## DATASET EXTRACT
___
PR #1398, opened 2020-01-20
Don't set KeepAlive to Until all the time

tomaka:
Right now whenever `poll()` of Kademlia is called, we set `keep_alive` to either `Until` or `Yes`.
The intent of this code code is that is updates `keep_alive` is response to something related to Kademlia happening.
Unfortunately, `poll()` can be called even if nothing happened.

I also changed the initial value of `keep_alive`. Right now it is set to `Yes` by default, but if nothing ever happens then that value will stay `Yes` forever and the connections will never die.

### DIFF
--- a/protocols/kad/src/handler.rs
+++ b/protocols/kad/src/handler.rs
@@ -645,7 +645,9 @@ where
     ) -> Poll<
         ProtocolsHandlerEvent<Self::OutboundProtocol, Self::OutboundOpenInfo, Self::OutEvent, Self::Error>,
     > {
-        let had_any_substream = !self.substreams.is_empty();
+        if self.substreams.is_empty() {
+            return Poll::Pending;
+        }
 
         // We remove each element from `substreams` one by one and add them back.
         for n in (0..self.substreams.len()).rev() {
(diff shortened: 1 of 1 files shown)


protocols/kad/src/handler.rs
```diff
@@ -645,6 +645,8 @@ where
     ) -> Poll<
         ProtocolsHandlerEvent<Self::OutboundProtocol, Self::OutboundOpenInfo, Self::OutEvent, Self::Error>,
     > {
+        let had_any_substream = !self.substreams.is_empty();
+
         // We remove each element from `substreams` one by one and add them back.
         for n in (0..self.substreams.len()).rev() {
             let mut substream = self.substreams.swap_remove(n);
```
romanb: I just realised that with the early return at the top, this loop probably needs to be adjusted for the match on `(None, Some(event), _) => {` to also do
```rust
if self.substreams.is_empty() {
    self.keep_alive = KeepAlive::Until(Instant::now() + Duration::from_secs(10));
}
```
before it does not put the substream back in the list and then `return`s from within the loop, which may otherwise result in a keep-alive previously set to `Yes` to remain so.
___
Going through the records, say how many lines hold the string "Right". Only the number should be given.

## OUTPUT OF THE EXERCISE
2